* [RECORDS FOR THE TASK]
PR #1254, opened 2024-06-27
Remove unnecessary prefixes from CLI docs

LostXOR:
The CLI docs have `$` and `./` prefixes before each command. This is confusing, as the `$` is not a part of the command at all and the `./` is Unix-specific.

This PR removes the prefixes from the commands, and adds a note at the beginning explaining that the `./` prefix should be added for MacOS/Linux users.

### DIFF
--- a/.docs/Using-the-CLI.md
+++ b/.docs/Using-the-CLI.md
@@ -18,14 +18,17 @@ You can also drag and drop the folder on **every platform**.
 
 ## Step 3
 
-Now we're ready to run the commands. The examples on this page follow the Windows file path format, change the file
-paths according to your system.
+Now we're ready to run the commands.
 
 Type the following command in your terminal of choice, then press ENTER to run it. This will list all available subcommands and options.
 
 ```console
-$ ./DiscordChatExporter.Cli
+DiscordChatExporter.Cli
 ```
+
+> **Note**:
+> The examples on this page use the **Windows** file path format and command syntax. **MacOS** and **Linux** users will need to prefix commands with `./` (the previous command becomes `./DiscordChatExporter.Cli`) and use Unix file paths.
+
 
 > **Docker** users, please refer to the [Docker usage instructions](Docker.md).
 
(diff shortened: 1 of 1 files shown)


Tyrrrz:
`./` is also required on Windows with PowerShell if I remember correctly. Can you check?

LostXOR:
I'm not sure, but the docs specify to use Command Prompt, and `./` doesn't work with it.

> After extracting the .zip, open Command Prompt, aka cmd (Terminal on macOS and Linux).

CharithBhat:
@Tyrrrz @LostXOR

* [WHAT TO DO] Show every line of the listing in which the string "also" can be found.

* [REPLY]
@@ -18,14 +18,17 @@ You can also drag and drop the folder on **every platform**.
`./` is also required on Windows with PowerShell if I remember correctly. Can you check?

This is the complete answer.